Due to these successes, the World Health Organization (WHO) launched a large-scale campaign to eradicate malaria worldwide in the 1960s. However, this failed and malaria transmission even returned to areas where it had completely disappeared, such as Sri Lanka. The reasons for this included the increasing resistance of the pathogens, the plasmodia, to the few available drugs such as chloroquine, but also the increasing ineffectiveness of DDT on the transmitting mosquitoes. Basically, however, the failure of the campaign can be attributed to the lack of accompanying research. In comparison, the eradication of the worm disease river blindness, which is also transmitted by mosquitoes, was much more effective. In this case, the World Bank program also included research measures, which enabled rapid adjustments to the program.
At the end of the 1980s, malaria research underwent a renaissance, as a result of which surprisingly effective new long-term remedies were developed: the first to be tested were mosquito nets impregnated with new types of insect repellents, the pyrethrenoids, which actually made it possible to significantly reduce malaria mortality among children in many regions of Africa and Asia.
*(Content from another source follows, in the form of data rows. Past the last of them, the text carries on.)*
PR #265, opened 2021-08-23
[Hern Ping] iP

hernpiblo:
# Pib

## What _Pib_ can do:

- ### Add tasks
  1. #### Todo : Normal tasks
      - `Todo read a book`
  2. #### Deadline : Tasks with a deadline
      - `Deadline SWE quiz /by 2021-09-01 2359`
  3. #### Events : Tasks with an event date
       - `Event hackathon /at 2021-10-10 1230`
- ### View entire list of tasks
- ### Mark tasks as completed
- ### Delete tasks
- ### Search for tasks
- ### Auto-save and load saved data

#### Snippet of code:
```java
public Pib() {
        this.ui = new Ui();
        this.list = new TaskList();
        try {
            this.storage = new Storage(DATA_FILE_PATH);
            storage.loadData(this.list);
        } catch (PibException e) {
            e.print();
        }
        this.parser = new Parser(this.list);
    }
```

## Get started
- [x] Download
- [x] Keep track of tasks
- [x] Enjoy
- [ ] Feedback

The source code is inspired by this quote:
> Keep it simple, stupid! - Kelly Johnson, lead engineer at the Lockheed Skunk Works


src/main/java/pib/Pib.java
```diff
@@ -0,0 +1,58 @@
...
+
+/**
+ * pib is a Personal Assistant Chat-bot that is able to keep track of tasks (CRUD) and deadlines
+ */
+public class Pib {
+
+    /**
+     * String to locate data file to load/save data
+     */
+    public static final String DATA_FILE_PATH = "data/data.txt";
```
benedictchuajj, line 17: I like how there's a comment here to help understand this variable 👍

src/main/java/pib/Pib.java
```diff
@@ -0,0 +1,58 @@
...
+
+    private Ui ui;
+    private TaskList list;
```
benedictchuajj, line 20: Perhaps consider changing the name to *tasks* so there's greater clarity of what this variable is supposed to be.

src/main/java/pib/gui/DialogBox.java
```diff
@@ -0,0 +1,61 @@
...
+
+    public static DialogBox getUserDialog(String text, Image img) {
+        return new DialogBox(text, img);
+    }
+
+    public static DialogBox getPibDialog(String text, Image img) {
+        var db = new DialogBox(text, img);
+        db.flip();
+        return db;
+    }
```
benedictchuajj, line 60: Perhaps consider adding some Javadocs here since they are public methods? 😄

src/main/java/pib/gui/MainWindow.java
```diff
@@ -0,0 +1,54 @@
...
+
+    @FXML
+    public void initialize() {
+        scrollPane.vvalueProperty().bind(dialogContainer.heightProperty());
+    }
+
+    public void setPib(Pib p) {
+        pib = p;
+        dialogContainer.getChildren().add(DialogBox.getPibDialog(pib.loadData(), pibImage));
+    }
```
benedictchuajj, line 38: Small nit but perhaps you could add some Javadocs here too since they are public. Noticed the same issue in a few other places too.

src/main/java/pib/tasks/Deadline.java
```diff
@@ -0,0 +1,90 @@
...
+    }
+
+    /**
+     * Public method to convert task to a string format used to save inside a .txt file
+     *
+     * @return string format of Deadline task to be saved
+     */
+    public String toDataString() {
+        return "D," + getIsDone() + "," + getDescription() + "," + date + "," + time + System.lineSeparator();
+    }
```
benedictchuajj, line 110: Perhaps you can improve readability here by using String.format()? 
Noticed the same issues in several other places that returns a task as a String.

src/main/java/pib/utility/Parser.java
```diff
@@ -0,0 +1,137 @@
...
+        this.list = list;
+    }
+
+    /**
+     * Uses the scanner to read inputs from the user
+     */
+    public void readInput() {
+        scanner:
+        while (sc.hasNextLine()) {
+            try {
```
benedictchuajj, line 31: Any reason why you catch the exceptions in these Parser methods instead of throwing it to the main caller in Pib to catch? Since they all throw the same type of PibException, letting Pib catch these exceptions when it is calling these methods seems like a better control flow to me.

Just a nit from me and I might not be right about this 😃

src/main/java/pib/pibexception/PibException.java
```diff
@@ -0,0 +1,29 @@
...
+    }
+
+    /**
+     * Calls Ui.printError method to print the error message to user
+     *
+     * @return String containing response to be printed to user
+     */
+    public String print() {
+        return Ui.printError(errorType);
+    }
```
benedictchuajj, line 28: I think this might be breaking the encapsulation of PibException as Ui knows the types of errorTypes and has to refer to it to return the errorMessage when it is done this way. Perhaps consider moving the switch statement from Ui to here to pass in only the errorMessage to Ui?

benedictchuajj (commented):
Looks good with very few coding standard violations. 👍 
Just a few nits to further improve readability.

Well done! I appreciate the effort you have put in to your Javadocs and comments throughout the code that makes it easy for me to follow. 😃

rldefa (commented):
Very clean code! Good job, no coding standard violation spotted. Very impressive : )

It has also been learned to use newer insecticides more selectively and sparingly. New medicines were developed, mostly based on the worm herb Artemisia, which was already well known in folk medicine. Derivatives of the substance artemisinin, which was discovered in the People's Republic of China and further developed in many places, made it possible to counteract chloroquine resistance, at least for the time being, in combination with other active substances. Intermittent drug treatment protocols have become established in the fight against pregnancy malaria.
Fig.1: Spread and decline of malaria since 1900 (from Lancet Infectious Diseases 2004,4,327-336)
The biggest breakthrough, however, is the development of two vaccines against malaria: RTS, S/AS101 from the USA/Belgium and R21/Matrix-M from Oxford.
Both have been approved by drug agencies and are now being tested for long-term efficacy through large-scale vaccination campaigns in some countries. Not long ago, it looked as if the control or even eradication of malaria was within reach. Unfortunately, however, it should be noted that the good progress made at the beginning of the first decade is on the decline again.
While 897,000 people died of malaria in 2000, the figure was only 568,000 in 2019, but by 2022 it was already 608,000, a significant increase. The COVID-19 pandemic played a key role in this: resources were diverted and the fragile healthcare systems in many developing countries were devastated, meaning that many sick people could no longer be treated. In the long term, however, climate change plays a role; the rise in temperature helps the spread of mosquitoes, and the numerous floods do the same.
New species of vector mosquitoes such as Anopheles stephensi are conquering new habitats in dilapidated parts of the city. The newer and rather expensive insecticides are also gradually losing their effectiveness and plasmodia are also likely to become more resistant to artemisinins. The effect of the rapid tests is also limited; mutants of the plasmodia have increasingly been observed which do not carry the antigen detected in the test and therefore give false negative results. Some of these negative elements therefore appear to be known from earlier tests.
However, this should not be a reason for pessimism. In fact, malaria research today is stronger than ever with the help of a new generation of researchers in the fields of field epidemiology, parasitology and malaria molecular biology, even with declining funding. However, the crucial question of how to permanently integrate the fight against malaria, which is best equipped with novel tools, into the fragile and weakened health systems of low-income countries must also be addressed and should not be neglected in the upcoming reform projects of the post-pandemic period.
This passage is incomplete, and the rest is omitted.